The deeper issue: agency
At its core, this is not a debate about technology.
It is a question of agency.
In a delegated advice model:
- The client provides data
- The adviser interprets it
- Systems process it
- Decisions are guided externally
In a local-first model:
- The client retains the data
- The client controls when it is used
- The client initiates analysis
- The adviser (if involved) acts as a second brain, not a central processor
This aligns with a broader shift already underway:
From delegation to participation
From intermediation to control
From advice to decision support
A more capability-dependent future
There is, however, an important trade-off.
When control increases, so does responsibility.
A system that relies less on institutional protection must rely more on:
- Clarity of tools
- Transparency of processes
- Capability of the individual
This is where education, structure, and support become critical.
Without them, local control risks becoming another form of vulnerability.

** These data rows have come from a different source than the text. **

PR #881, opened 2021-07-07
US129370 - Switch to serge JS

devpow112:


djwester (approved):
Can we just do a quick sanity check on an LMS build after this is merged to make sure the translations are still lining up ok?

devpow112:
> Can we just do a quick sanity check on an LMS build after this is merged to make sure the translations are still lining up ok?

Yup that's the plan. I tested locally with demos but definitely want to do more.

PR #898, opened 2021-07-14
test: convert over to karma (US129369)

### LINKED ISSUE #723: Investigate flaky test
It seems like even after increasing the timeout that tests will sometime hang. Enable verbose test execution output and see if we can figure out which test is hanging an why.

devpow112:
This converts over existing tests to use `karma` and more modern frameworks for unit testing. It also expands our testing platforms from just **Chrome** on **Linux** running on the CI runner to **Firefox**, **Safari**, **Chrome** and **Edge** on a combination of **Windows** and **MacOS** using **SauceLabs**. This also fixes local tests which had stopped working due to issues with `polymer test` (couldn't install/detect needed stuff for Chrome locally anymore). Test validity was not taken into account much as this is just meant to be a straight conversion.

Resolves #723 (hopefully 🤞).


devpow112:
Abandoning for now

PR #1395, opened 2021-12-03
Add null check to criterion delete action

semibran:
should fix this stuff -- I was missing a check on the delete action before performing. The other actions in this file seem to be fine.

image
(sc: Devon)


semibran:
I guess we're actually expecting it to error. We don't really have a good way to get the delete handler to throw unlike the save handling where we can just provide invalid input values. Could provide a more descriptive error message? But this isn't supposed to show up in prod anyway. There's no precedent for non-default/non-localized error messages in rubrics either.

PR #1398, opened 2021-12-03
Switch to `styleMap` for CSS generation

devpow112:
Helps with validity. A bit nicer then manually generating strings of CSS.


semibran (approved):
pretty neat stuff

devpow112:
> pretty neat stuff

Yeah saw it when looking at something in core. They also have a `classMap` for easy toggling of classes
https://lit.dev/docs/components/styles/#dynamic-classes-and-styles

semibran:
> @semibran yeah saw it when looking at something in core. They also have a `classMap` for easy toggling of classes https://lit.dev/docs/components/styles/#dynamic-classes-and-styles Might be useful somewhere to help clean something up.

Oh true. `classMap` looks nice, I was actually trying to get `classcat` to work with our setup a while back but I guess our eslint doesn't play nice with multilining objects in attribute defs. We'd probably run into similar problems here :cry:

PR #1402, opened 2021-12-03
Clean-up `d2l-rubric-alignment-editor`

devpow112:
Similar clean-up to #1401. Also pulled some common CSS properties out for use in the other parts of the options.
- Clean-up rendering (2fa9492679881dc101ece055c9da9f69fd09cdcd)
- Clean-up entity action getting (e4456758294cbd7c2ffb8d17940ba24a23a31178)
- Convert to `async`/`await` (64e4cfe1c331db59e081fa16a1488cbb33b49827)


src/components/editor/rubric-editor.js
```diff
@@ -317,6 +317,10 @@ class RubricEditor extends composeMixins(
 				d2l-organization-availability-set {
 					padding-top: 0.5rem;
 				}
+
+				#alignment-container {
```
devpow112, line 321: This makes it so when the alignment editor is not rendering anything the section it's in is empty with no height. Before this would be a block and cause unneeded spacing.

PR #1404, opened 2021-12-06
Remove need for eslint global config for `fastdom`

devpow112:


devpow112:
NM some browsers hate this.

PR #1413, opened 2021-12-07
`d2l-rubric-levels-mobile` conversion US132984

imcdonald-d2l:
There are still some lingering issues with `d2l-rubric-overall-score-mobile` that I'll clean up with that conversion.. haven't gotten to the bottom of those yet. It's likely that there are some other defects hiding in this conversion but putting up a PR as I have cleaned up all the ones I can find. 

This file was quite large so I probably missed some obvious code clean-up items as well. Just point them out if you see anything that can be refactored.

https://rally1.rallydev.com/#/57732444928d/custom/373260458992?detail=%2Fuserstory%2F612450179531


devpow112:
I think the lit error is this opne
```
    Type 'string' is not assignable to 'boolean'
    887:  ?aria-checked="${this._getCriter
    no-incompatible-type-binding
```
Unfortunately it uses color to distinguish error from warning. I'll see if I can fix that.

src/components/rubric-levels-mobile.js
```diff
@@ -0,0 +1,1037 @@
...
+			hovered: this._isHovered(index, hovered),
+			focused: this._isFocused(index, focused) && (this.readOnly || selected === -1),
+			dragging: this._currentDragContext?.elementHasBeenDragged,
+			moving: this._currentDragContext?.elementHasBeenDragged || moving
+		});
+	}
+
+	_getLevelDescription(cell) {
+		const cellEntity = cell && cell.getSubEntityByClass && cell.getSubEntityByClass(Classes.rubrics.description);
+		return cellEntity && cellEntity.properties.text || this.localize('noDescription');
```
semibran, line 474:
```suggestion
		const cellEntity = cell?.getSubEntityByClass?.(Classes.rubrics.description);
		return cellEntity?.properties?.text || this.localize('noDescription');
```
or use `RubricCriterionCellEntity.descriptionText`

src/components/rubric-levels-mobile.js
```diff
@@ -0,0 +1,1037 @@
...
+	}
+
+	_getLevelIndex(index, levelCount) {
+		return getComputedStyle(this).dir === 'rtl'
+			? levelCount - index
+			: index + 1;
+	}
+
+	_getLevelName(level) {
+		return level && level.properties && level.properties.name;
```
semibran, line 488:
```suggestion
		return level?.properties?.name;
```
or use `RubricLevelEntity.name`

src/components/rubric-levels-mobile.js
```diff
@@ -0,0 +1,1038 @@
...
+	}
+
+	disconnectedCallback() {
+		this.removeEventListener('mouseup', (e) => this._handleDragEnd(e));
+		super.disconnectedCallback();
+	}
+
+	firstUpdated() {
+		this._handleResize();
+		new ResizeObserver(this._handleResize.bind(this)).observe(this.shadowRoot.host);
```
semibran, line 295: pros/cons of `ResizeObserver` vs. `d2l-resize-aware`?

src/components/rubric-levels-mobile.js
```diff
@@ -0,0 +1,1038 @@
...
+	getSelfLink(entity) {
+		return entity?.getLinkByRel('self')?.href || '';
+	}
+
+	_canScrollLeft(scroll) {
+		return scroll > 0;
+	}
+
+	_canScrollRight(scroll, visibleWidth) {
+		const scrollContainer = this.shadowRoot && this.shadowRoot.querySelector('.levels-container');
```
semibran, line 388:
```suggestion
		const scrollContainer = this.shadowRoot?.querySelector('.levels-container');
```
I'm not sure what scenario could have the shadow root resolve as nullish. Doesn't hurt to be sure I guess

src/components/rubric-levels-mobile.js
```diff
@@ -0,0 +1,1038 @@
...
+			? this.localize('selectPreviousLevel')
+			: this.localize('selectNextLevel');
+	}
+
+	_getScore(level, cell) {
+		const levelScore = level && level.properties && level.properties.points;
+		if (!isNaN(levelScore)) {
+			return levelScore;
+		}
+		const cellScore = cell && cell.properties && cell.properties.points;
```
semibran, line 557:
```suggestion
		const levelScore = level?.properties?.points;
		if (!isNaN(levelScore)) {
			return levelScore;
		}
		const cellScore = cell?.properties?.points;
```
These should be available from the entities as well. Not sure if we can give this function a better name or (in the future) write a more comprehensive abstraction around HM levels and cells that isn't so tightly linked to this particular webcomponent.

src/components/rubric-levels-mobile.js
```diff
@@ -0,0 +1,1038 @@
...
+		}
+	}
+
+	_getScoreLabel(score, outOf) {
+		return !isNaN(score) && !isNaN(outOf) && this.localize('scoreOutOfAria', 'score', score, 'outOf', outOf);
+	}
+
+	_getSelfLink(entity) {
+		return entity?.getLinkByRel('self')?.href || '';
+	}
```
semibran, line 569: duplicate of L379-381?

src/components/rubric-levels-mobile.js
```diff
@@ -0,0 +1,1038 @@
...
+		const index = this._selected === -1 ? 0 : this._selected;
+		const radio = this._getRadioAt(index);
+		if (radio) {
+			radio.focus();
+		}
+	}
+
+	getSelfLink(entity) {
+		return entity?.getLinkByRel('self')?.href || '';
+	}
```
semibran, line 381: Should be handled by `EntityBase` already

src/components/rubric-levels-mobile.js
```diff
@@ -884,7 +880,7 @@ class RubricLevelsMobile extends composeMixins(
 				class="${this._getLevelClassName(index, this._selected, this._hovered, this._focused, this._animating)}"
 				dataIndex="${index}"
 				cellHref="${this._getCriterionCellHref(this.criterionCells, index)}"
-				?aria-checked="${this._getCriterionCellAriaChecked(index, this._selected)}"
+				?aria-checked="${index === this._selected}"
```
devpow112, line 883: This should probably be. I've seen this in other spots done this way.
```
aria-checked="${this._getCriterionCellAriaChecked(index, this._selected)} ? 'true' : 'false'"
```

devpow112: Yeah same..ish error
```
    You are using a boolean binding on a non boolean type '"true" | "false" | "mixed" | "undefined"'
    883:  ?aria-checked="${index === this._selected}"
    no-incompatible-type-binding
```

src/components/rubric-levels-mobile.js
```diff
@@ -0,0 +1,1038 @@
...
+				@transitionend="${this._handleThumbTransitionEnd}"
+			>
+				<d2l-icon class="check-icon" icon="d2l-tier1:check"></d2l-icon>
+			</span>
+		`;
+	}
+
+	_say(text) {
+		const statusWrap = this.shadowRoot.querySelector('.criterion-status');
+		const status = statusWrap && statusWrap.querySelector('p');
```
semibran, line 934:
```suggestion
		const status = this.shadowRoot.querySelector('.criterion-status p');
```
I actually added this before I learned about `@brightspace-ui/core/helpers/announce`. So we could probably scrap this whole function and replace it with the core helper. Only possible downside to discuss is whether inline rubrics can be opened in `d2l-dialog` which would still break aria-live afaik.

src/components/rubric-levels-mobile.js
```diff
@@ -0,0 +1,1034 @@
...
+			|| (getComputedStyle(this).direction === 'rtl'
+				? index > 0
+				: index < levels.length - 1);
+	}
+
+	_isSelected(index, selected) {
+		const isSelected = selected >= 0 && index === selected;
+		if (isSelected) {
+			const selectedLevel = this.assessmentMap[this._getSelfLink(this.criterionCells[index])];
+			if (selectedLevel && selectedLevel.properties && selectedLevel.properties.score) {
```
semibran, line 802:
```suggestion
			if (selectedLevel?.properties?.score) {
```
or use `RubricLevelEntity.score`

src/components/rubric-levels-mobile.js
```diff
@@ -0,0 +1,1034 @@
...
+	}
+
+	_handleBlur() {
+		if (!this._animating) {
+			this._updateFocused(-1);
+		}
+	}
+
+	_handleDrag(e) {
+		if (!this._hasDragStarted || this.readOnly) {
```
semibran, line 599: Still a bit unsatisfied with this var name. Something like `_hasDragStarted` -> `_isMousePressed`? Might not be input-agnostic enough for touch devices. Not sure what else would work here - I feel like the current name has too much overlap with `elementHasBeenDragged` though.

src/components/rubric-levels-mobile.js
imcdonald-d2l: Honestly, not familiar with either of them so I couldn't tell you 🤷🏻‍♂️

imcdonald-d2l: I know `ResizeObserver` is a default web API and supported on all browsers we support.

src/components/rubric-levels-mobile.js
imcdonald-d2l: Just accessed these properties from the HM entity definitions instead. I kept `level?.properties?.points` though since default level entity behavior is to return `0` if points value doesn't exist... can't remember why I did that though when I wrote the entity `get points()` accessor. 🤔   Doesn't look like we want that in this scenario.

src/components/rubric-levels-mobile.js
imcdonald-d2l: Yup, good catch! 👍🏻

src/components/rubric-levels-mobile.js
imcdonald-d2l: I'm pretty sure it can't be opened in a dialog as far as I'm aware... 🤔 
I'll make your suggested change and we can circle back to this if other people are confident this can't be in a dialog as well.

src/components/rubric-levels-mobile.js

With them, it becomes something else entirely:
A foundation for restored human agency
Rethinking “safety”
The traditional assumption has been:
More professional control equals more protection.
But in a world of:
- Distributed systems
- Increasing AI usage
- Expanding data flows
That assumption deserves scrutiny.
Local-first financial planning suggests an alternative:
Safety may come not from holding more data centrally,
but from holding less—and making every use of it visible, consensual, and controlled.
The direction of travel
The regulatory framework is unlikely to rewrite itself for AI.
Existing principles already apply.
What is changing is the environment in which those principles operate.
As financial planning evolves, the key question is not simply:
- How do we protect client data?
But:
Where should that data live in the first place—and who should control it?
The answer to that question will shape the next generation of financial planning.
And it may determine whether the system continues to rely on trust…
or begins to build something more robust:
protection by design, grounded in agency.